Initially we both invested about Rs 15 lakh for each from our savings which lasted for about eight months before starting the venture and four to five months after we started. Zodius was the first one who funded us $3.5 mn through series A and after that Tiger Global Management with Zodius Capital and Times Internet funded us $17.5 mn.
How your business is divided into contents for audiences and brands?
Media business is two sided, market and the customer is in the middle and that is why it is called Media. It’s a medium around which you get to the audiences and you sell to advertisers. Our business is not different than other media houses. Our focus is always to win with the audiences, build great communities and great brands around it and the advertisers will follow.
How do you differentiate yourself from large the corporates like Hotstar?
I don’t think they offer as much content as we do but they do it in the same manner that we do.
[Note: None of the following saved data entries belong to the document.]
PR #2008, opened 2017-02-11
Add transparent proxy support for OpenBSD

yjh0502:
Add transparent proxy support for OpenBSD with pf divert-to.

### DIFF
--- a/docs/transparent/openbsd.rst
+++ b/docs/transparent/openbsd.rst
@@ -1,0 +1,53 @@
+.. _openbsd:
+
+OpenBSD
+=======
+
+ 1. :ref:`Install the mitmproxy certificate on the test device <certinstall>`
+
+ 2. Enable IP forwarding:
+
+    >>> sudo sysctl -w net.inet.ip.forwarding=1
+
+ 3. Place the following two lines in **/etc/pf.conf**:
+
+    .. code-block:: none
+
+        mitm_if = "re2"
+        pass in quick proto tcp from $mitm_if to port { 80, 443 } divert-to 127.0.0.1 port 8080
+
+    These rules tell pf to divert all traffic from ``$mitm_if`` destined for
+    port 80 or 443 to the local mitmproxy instance running on port 8080. You
+    should replace ``$mitm_if`` value with the interface on which your test
+    device will appear.
+
+ 4. Configure pf with the rules:
+
+    >>> doas pfctl -f /etc/pf.conf
+
+ 5. And now enable it:
+
+    >>> doas pfctl -e
+
+ 6. Fire up mitmproxy. You probably want a command like this:
+
+    >>> mitmproxy -T --host
+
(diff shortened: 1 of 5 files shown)


docs/transparent/openbsd.rst
```diff
@@ -0,0 +1,53 @@
...
+    running as the default gateway.
+
+.. note::
+
+    Note that the **divert-to** rules in the pf.conf given above only apply to
+    inbound traffic. **This means that they will NOT redirect traffic coming
+    from the box running pf itself.** We can't distinguish between an outbound
+    connection from a non-mitmproxy app, and an outbound connection from
+    mitmproxy itself - if you want to intercept your traffic, you should use an
+    external host to run mitmproxy. None the less, pf is flexible to cater for
```
dwfreed: "Nonetheless" should be a single word here.

yjh0502: @dwfreed I copy-pasted the text from `osx.rst`, so I fixed both documents and pushed.

yjh0502:
Here's some notes.

### implementation
There is other way to implement transparent proxy on OpenBSD, by imitating macOS/FreeBSD implementation by using rdr-to and nat-to rule. Here's pf rule for rdr/nat implementation.
```
pass out on egress proto tcp from $mitm_if to port { 80, 443 } nat-to 127.0.0.1 rdr-to 127.0.0.1 port 8080
```
The rule first NAT outgoing connection to `127.0.0.1` and then redirect traffic to `127.0.0.1:8080` so that mitmproxy can receive the traffic. mitmproxy can inspect destination host by using `pfctl -s state` command (just like how mitmproxy does on osx and FreeBSD) and connect to remote host. This approach has following problems.
 - Recent OpenBSD replaces `sudo` to `doas`, so `platform/osx.py` should be updated to use `doas` on OpenBSD or user should install `sudo` from ports.
 - `mitmproxy/platform/pf.py` should be changed to deal with OpenBSD pfctl output.
 - `pfctl -s state` will be executed on every new connection, which seems quite inefficient.
 - It uses two ports on `127.0.0.1` for each connections, so port space can be exhausted if there are lots of clients/connections. The problem can be avoided by using multiple address and NAT address pools, but it requires additional configuration. 

### `divert-to`
`divert-to` seems to be supported on FreeBSD PF[1], so FreeBSD implementation/documentation can be changed to use `divert-to` rules, which doesn't require `pfctl` to inspect pf states. Unfortunately `divert-to` is not supported on macOS.

[1] https://www.freebsd.org/cgi/man.cgi?query=pf.conf&sektion=5
[2] https://developer.apple.com/legacy/library/documentation/Darwin/Reference/ManPages/man5/pf.conf.5.html

mhils:
This looks fantastic, thanks! `divert-to` is indeed way better than `pfctl -s state` when available, so I strongly agree with your thoughts.

Thanks! 🎉 🍰 😃

PR #1991, opened 2017-02-05
Added version in web interface footer

mosajjal:
minimal approach of adding version number in the web interface. 
fixes #1893

PR #2009, opened 2017-02-11
added version info to web interface footer

mosajjal:
I've used `gulp` to create other files after changing the jsx file. Don't know why there's all these changes. Maybe gulp version?

we can close #1991 now.


mhils:
Thanks. We don't update `mitmproxy/tools/web/static` with every commit. Could you remove those files from the PR please?

mosajjal:
I'll create a new clean PR with 1 commit for this one.

PR #2011, opened 2017-02-11
Coverage++

Kriechi:
This PR completes the restructuring and linting checks from earlier PRs.
Mostly moving stuff around.


mitmproxy/contentviews/base.py
```diff
@@ -1,13 +1,23 @@
...
+from mitmproxy.net import http
+from mitmproxy.utils import strutils
+
 
+VIEW_CUTOFF = 512
 KEY_MAX = 30
 
+views = []  # type: List[View]
+content_types_map = {}  # type: Dict[str, List[View]]
+view_prompts = []  # type: List[Tuple[str, str]]
```
mhils: Not sure if this belongs together. `base` previously was stuff that was used by views only, whereas `__init__` contained the external API. Maybe move it to `viewmanager` or so?

mitmproxy/utils/bits.py
```diff
@@ -1,13 +0,0 @@
-def setbit(byte, offset, value):
```
Kriechi: No other parts in the entire code base use these functions.
And we didn't have test for it either...

mitmproxy/contentviews/base.py
Kriechi: Yes this is kinda unclear. My intention was that there should be no code in `__init__.py` files, except for imports and the `__all__` thing. I wasn't aware we had a viewmanage - I will take a look and maybe move it there...

mhils: We don't have `viewmanager` yet,  but it'd make sense to create one for putting the stuff in. I generally agree on the move out of __init__ fwiw. :)

mitmproxy/contentviews/__init__.py
```diff
@@ -173,11 +43,23 @@ def get_content_view(viewmode: View, data: bytes, **metadata):
 add(image.ViewImage())
 add(query.ViewQuery())
 
-if protobuf.ViewProtobuf.is_available():
+if protobuf.ViewProtobuf.is_available():  # pragma: no cover
```
Kriechi: Regardless of the protobuf-view quality, it was never available - I guess travis misses a package or something? Or does this only work if one manually installs the package?

Kriechi:
Ok, I will refactor the individual-coverage check to be similarly configurable as the full-coverage task.

mitmproxy/contentviews/__init__.py
mhils: The view shells out to `protoc`, which needs to be on PATH (this is what this function checks).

They have essentially invested in the content for TV infrastructure and our content is for online infrastructure.
What will be your expansion plans ahead?
We will also invest in core things that is contents and tech. Religion is going to play a big part ahead hence we will focus on producing the spiritual contents as well as we will look at certain brands which will reflect the culture of India and the belief system to make sure that we become the part of daily habit whether its entertainment, religion, sports, news or music.
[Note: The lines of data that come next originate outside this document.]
PR #2017, opened 2017-02-12
Catch ValueErrors from url.parse()

lymanZerga11:
#1975 had to delete the previous branch

Catch ValueErrors from calls to mitmproxy.net.http.url.parse(). Otherwise mitmproxy crashes due to uncaught exception.

### DIFF
--- a/test/mitmproxy/console/test_flowlist.py
+++ b/test/mitmproxy/console/test_flowlist.py
@@ -2,7 +2,7 @@ import mitmproxy.tools.console.flowlist as flowlist
 from mitmproxy.tools import console
 from mitmproxy import proxy
 from mitmproxy import options
-from .. import mastertest
+from .. import tservers
 import pytest
 from unittest import mock
 
@@ -15,7 +15,7 @@ def mock_add_log(message):
     raise ScriptError(message)
 
 
-class TestFlowlist(mastertest.MasterTest):
+class TestFlowlist(tservers.MasterTest):
     def mkmaster(self, **opts):
         if "verbosity" not in opts:
             opts["verbosity"] = 1
--- a/test/mitmproxy/console/test_flowlist.py
+++ b/test/mitmproxy/console/test_flowlist.py
@@ -1,19 +1,19 @@
 import mitmproxy.tools.console.flowlist as flowlist
-from mitmproxy.test import tutils
-from mitmproxy.test import tflow
 from mitmproxy.tools import console
 from mitmproxy import proxy
 from mitmproxy import options
-from mitmproxy.tools.console import common
 from .. import mastertest
 import pytest
 from unittest import mock
 
+
 class ScriptError(Exception):
     pass
 
+
 def mock_add_log(message):
     raise ScriptError(message)
+
 
 class TestFlowlist(mastertest.MasterTest):
     def mkmaster(self, **opts):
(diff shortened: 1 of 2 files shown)


test/mitmproxy/console/test_flowlist.py
```diff
@@ -0,0 +1,31 @@
...
+
+
+class TestFlowlist(tservers.MasterTest):
+    def mkmaster(self, **opts):
+        if "verbosity" not in opts:
+            opts["verbosity"] = 1
+        o = options.Options(**opts)
+        return console.master.ConsoleMaster(o, proxy.DummyServer())
+
+    @mock.patch('mitmproxy.tools.console.signals.status_message.send', side_effect = mock_log)
```
Kriechi: It is probably easier if you directly check that `signals.status_message.send` was called with specific arguments, instead of using a side effect + exception wrapper.
E.g., `Mock.assert_called_once_with` or similar.

lymanZerga11: We learn something new everyday haha  :)

test/mitmproxy/console/test_flowlist.py
```diff
@@ -4,16 +4,7 @@
...
-
-
-class UrlError(Exception):
-    pass
-
-
-def mock_log(message):
-    if "Invalid URL" in message:
-        raise UrlError(message)
+from unittest import mock as Mock
```
Kriechi: You don't have to rename the import - my comment from before was just an example.

test/mitmproxy/console/test_flowlist.py
```diff
@@ -23,9 +14,9 @@ def mkmaster(self, **opts):
...
 
-    @mock.patch('mitmproxy.tools.console.signals.status_message.send', side_effect = mock_log)
-    def test_new_request(self, test_func):
+    def test_new_request(self):
         m = self.mkmaster()
         x = flowlist.FlowListBox(m)
-        with pytest.raises(UrlError):
+        with Mock.patch('mitmproxy.tools.console.signals.status_message.send') as mock:
             x.new_request("nonexistent url", "GET")
+        mock.assert_called_once_with(message = "Invalid URL: No hostname given")
```
Kriechi: Please remove the spaces around the `=`.

test/mitmproxy/console/test_flowlist.py
```diff
@@ -23,9 +14,9 @@ def mkmaster(self, **opts):
         o = options.Options(**opts)
         return console.master.ConsoleMaster(o, proxy.DummyServer())
 
-    @mock.patch('mitmproxy.tools.console.signals.status_message.send', side_effect = mock_log)
-    def test_new_request(self, test_func):
+    def test_new_request(self):
         m = self.mkmaster()
         x = flowlist.FlowListBox(m)
-        with pytest.raises(UrlError):
+        with Mock.patch('mitmproxy.tools.console.signals.status_message.send') as mock:
```
Kriechi: Call it `mock_thing` instead of `mock`, then it doesn't collide with the import above.
This is how the official Python docs call it most of the time.

test/mitmproxy/console/test_flowlist.py
```diff
@@ -0,0 +1,21 @@
+import mitmproxy.tools.console.flowlist as flowlist
+from mitmproxy.tools import console
+from mitmproxy import proxy
+from mitmproxy import options
+from .. import tservers
+from unittest import mock
+
+
+class TestFlowlist(tservers.MasterTest):
```
Kriechi: Do we even need the `tservers.MasterTest` parent? We are building our own master anyway...
If not, please remove it.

Do you think that the next phase of growth coming in from the tier II and III cities?
The next phase of growth is all coming in through regional contents in tier II and III cities. With the rise of tier II and III cities there will be around 300-400 mn people coming online. Of those majority will be the male and after three two to four years the ratio will change. These 300-400 mn people will constitute roughly 50 percent of the total internet users in India which means that the sheer consumption in tier II and III cities is going to drive the growth. I do think that the regional contents will only be the important growth driver as oppose to the current state of affairs where it is more of urban.
How 4G penetration will bridge the gap of geographies?
The 4G penetration will further help in creating innovation, creating culture and creating conversations which are local to the tier II and III markets. It will bridge the gap not just with the tier I cities but with the world of audiences in those markets.
Is online evolving as an alternate platform to TV?
I think the brands have realised that all people have smartphones and they spend at least 90 minutes a day on Facebook, spending 2-3 hrs a month minimum on YouTube then these brands doesn’t have to be sold as that is reality. Ad spends from CMOs to agencies is swallowing in the brands mindset. We work with pretty much every major brands like from Uniliver to P&G to Reckitt Benckiser to Tata. All our channels have grown tremendously.
What are the constraints from the regulation part?
There is no regulation right now. There are no guidelines, surveillance to merit and tracking of the content from the govt side. I do think that one need to protect the freedom of speech and it should be the responsible freedom of speech. Also I do think that the digital media contents should be self-regulated and not the way television is regulated today.